No Stats and No Facts: The Perfect Vacuum for Manipulating Immigration Policies

By Dan Cadman on June 10, 2016

Center for Immigration Studies Executive Director Mark Krikorian has written a piece for National Review Online titled "No Facts, Please — We're Making Immigration Policy" in which he discusses the gaping vacuum that exists where immigration statistics are concerned. His article notes how the lack of verifiable statistics has become one of the tricks by which proponents of various programs, or indeed of large immigration numbers generally, manage to gull the public by making absurd claims that can't be refuted ... because of the absence of those self-same statistics.

It's a game that has also been played exceptionally well by the administration: Remember the infamous phrase from former Immigration and Customs Enforcement Director John Morton that he didn't "cook the books" even as his top boss, Obama, was saying that the yearly ICE apprehension stats were "a little deceptive"? (Of course that, too, was a lie, albeit one of category, because the apprehension statistics were much more than a little deceptive.)

One of the other areas where the administration has shown its sleight of hand to make the rabbit disappear is in benefits adjudication. The yearbooks of each fiscal year used to show not just the number of approvals, but also the number of denials. No longer. The administration recognized early on that those figures would clearly be a flashpoint for both sides of the immigration policy chasm, leaing to charges of both "too many denials" and "not nearly enough denials in this giveaway program". Solution? Dump the denial statistics. They're no longer to be found.

There are three ways in which immigration statistics are routinely "shaped" to permit development of immigration policies within a vacuum of convenience for advocates of large numbers and caterers to special interests:

  • First, suppress key statistics, such as denials, that are in fact maintained in the ordinary course of business. Don't publish them in yearbooks or other data repositories, and find creative ways to defeat Freedom of Information Act requests whenever possible.
  • Second, manipulate the statistics, such as was done with ICE arrests, by shifting thousands of Border Patrol apprehensions into the "ICE" category, with the doubly happy result that ICE looks hugely efficient and amnesty advocates can claim that the lower border arrests show that the border is under control and so Congress should move forward on amnesty.
  • Third, as in the instance Krikorian cites, with elimination of statistics that would show the true size of the H-2B cap "exemption", you choose not to collect them at all, because they might be the proof that puts the lie to your words — something neither politicians nor open borders apologists ever wish.

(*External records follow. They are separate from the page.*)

PR #9560, opened 2025-10-27
fix(resources-leak): defer shard.release in for loop and introduce gocritic.deferInLoop

moogacs:
### What's being changed:
This PR fixes resource leaks by ensuring that defer statements and resource cleanup (particularly release() calls and Close() operations) are properly scoped within for loops. Previously, deferred cleanup was being scheduled after the entire loop completed rather than after each iteration, causing resource accumulation.

Key Changes:

- Wrapped code sections containing context cancellation or resource release operations in immediately-invoked anonymous functions to ensure proper cleanup timing
- Moved defer release() calls from outside to inside goroutines or anonymous functions where the resources are actually used
- Consolidated duplicate defer cleanup calls in test loops into single deferred functions that run after loop completion
- Enabled the `gocritic` linter with the` deferInLoop` check to prevent future resource leak patterns

### Review checklist

- [x] Chaos pipeline run or not necessary. Link to pipeline: https://github.com/weaviate/weaviate-chaos-engineering/actions/runs/18839702354
- [x] e2e run : https://github.com/weaviate/weaviate-e2e-tests/actions/runs/18870311827

### DIFF
--- a/adapters/repos/db/index.go
+++ b/adapters/repos/db/index.go
@@ -1828,14 +1828,16 @@ func (i *Index) objectVectorSearch(ctx context.Context, searchVectors []models.V
 			return nil, nil, err
 		}
 
-		if shard != nil {
+		release()
+		localShard := shard != nil
+
+		if localShard {
 			localSearches++
 			eg.Go(func() error {
-				defer release()
 				localShardResult, localShardScores, err1 := i.localShardSearch(ctx, searchVectors, targetVectors, dist, limit, localFilters, sort, groupBy, additionalProps, targetCombination, properties, shardName)
 				if err1 != nil {
 					return fmt.Errorf(
-						"local shard object search %s: %w", shard.ID(), err1)
+						"local shard object search %s: %w", shardName, err1)
 				}
 
 				m.Lock()
@@ -1847,7 +1849,7 @@ func (i *Index) objectVectorSearch(ctx context.Context, searchVectors []models.V
 			})
 		}
 
-		if shard == nil || i.Config.ForceFullReplicasSearch {
+		if !localShard || i.Config.ForceFullReplicasSearch {
 			remoteSearches++
 			eg.Go(func() error {
 				// If we have no local shard or if we force the query to reach all replicas


adapters/repos/db/index.go
```diff
@@ -1203,9 +1203,9 @@ func (i *Index) objectByID(ctx context.Context, id strfmt.UUID,
 	if err != nil {
 		return obj, err
 	}
+	defer release()
 
 	if shard != nil {
-		defer release()
 		if obj, err = shard.ObjectByID(ctx, id, props, addl); err != nil {
 			return obj, fmt.Errorf("get local object: shard=%s: %w", shardName, err)
 		}
```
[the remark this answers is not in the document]
moogacs: this is fine , because even if the shard is the nil , release would be an empty function

adapters/repos/db/inverted_reindexer_v3.go
```diff
@@ -520,9 +519,11 @@ func (q *shardsQueue) getWhenReady(ctx context.Context) (key string, tasks []Sha
 					}
 					tasks := q.tasksPerShard[key]
 					delete(q.tasksPerShard, key)
+					q.lock.Unlock()
 					return key, tasks, nil
 				}
 				// should not happen
+				q.lock.Unlock()
 				return "", nil, fmt.Errorf("shards queue empty")
```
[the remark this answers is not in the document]
moogacs: yeah the issue here defer inside a loop would defer multiple unlocks and would cause resource leaks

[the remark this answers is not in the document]
moogacs: what we could do convert it to anonyms  function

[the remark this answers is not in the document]
dirkkul: yes, please convert this to a function. This change risks to have a deadlock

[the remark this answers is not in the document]
aliszka: > yeah the issue here defer inside a loop would defer multiple unlocks and would cause resource leaks
I don't think so. `defer` is called inside `if` statement which always return from the method. outside of `if` statement there is explicit `Unlock` call.

adapters/repos/db/lsmkv/bucket_recover_test.go
```diff
@@ -252,8 +253,10 @@ func testBucketContent(t *testing.T, strategy string, b *Bucket, maxObject int)
 		case StrategyRoaringSet:
 			get, release, err := b.RoaringSetGet(key)
 			require.NoError(t, err)
-			defer release()
-			require.True(t, get.Contains(uint64(i)))
+			func() {
+				defer release()
+				require.True(t, get.Contains(uint64(i)))
+			}()
```
aliszka, line 259: nitpick: or `release` can be called after `require.True(...)`. This is just a test :)

test/acceptance/authz/gql_refs_test.go
```diff
@@ -239,20 +239,22 @@ func TestAuthZGraphQLRefsGroupBy(t *testing.T) {
...
-			} else {
-				require.NotNil(t, res.Payload.Errors)
-				require.Contains(t, res.Payload.Errors[0].Message, "forbidden")
-			}
+			func() {
+				role := &models.Role{Name: &roleName, Permissions: permissions}
+				helper.DeleteRole(t, adminKey, *role.Name)
+				helper.CreateRole(t, adminKey, role)
+				helper.AssignRoleToUser(t, adminKey, roleName, customUser)
+				defer helper.DeleteRole(t, adminKey, *role.Name)
```
aliszka: maybe final role delete should be run at the very end of the test (in separate loop, same manner as in `List all users` test of `users_test.go`

usecases/cluster/transactions_broadcast.go
```diff
@@ -154,19 +154,18 @@ func (t *TxBroadcaster) BroadcastCommitTransaction(rootCtx context.Context, tx *
...
-		// make sure we don't block forever if the caller passes in an unlimited
-		// context. If another node does not respond within the timeout, consider
-		// the tx commit attempt failed.
-		ctx, cancel := context.WithTimeout(rootCtx, 30*time.Second)
-		defer cancel()
+		eg.Go(func() error {
+			// make sure we don't block forever if the caller passes in an unlimited
+			// context. If another node does not respond within the timeout, consider
+			// the tx commit attempt failed.
+			ctx, cancel := context.WithTimeout(rootCtx, 30*time.Second)
```
aliszka, line 161: compared to the previous implementation 30s timeout starts after goroutine is created vs before goroutine is created (so creation of goroutine is now not part of running timeout), but I don't think it would be a problem.

adapters/repos/db/index.go
```diff
@@ -1817,19 +1822,16 @@ func (i *Index) objectVectorSearch(ctx context.Context, searchVectors []models.V
...
 			return nil, nil, err
 		}
-		if shard != nil {
-			defer release()
-		}
 
 		if shard != nil {
 			localSearches++
 			eg.Go(func() error {
+				defer release()
```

One would think that analysts, demographers, and academicians would have demanded comprehensive and legitimate data a long time ago, but perhaps the issue has become so polarized that many of them have themselves have been compromised by their strongly held views. Or possibly their voices have simply been drowned out in the cacophony. But however it has come about, it is unacceptable.

In this day and age, with our technological capabilities and advantages it is unconscionable and inexcusable that people studying the issue of immigration — which is at the highest point ever in our nation's history and fundamentally changing America forever — cannot get the most basic of statistics.

If Congress wishes to do something unambiguously for the public good, then it would be as simple as passing a law that mandates the collection, verification, and publication of specifically identified key categories of data in all areas of immigration operations, including permanent and "temporary" visa program benefits grants and denials, naturalization, and enforcement at the border and in the interior.

With this information in hand, perhaps we could then move on to intelligent policy-making. Are our leaders up to the challenge?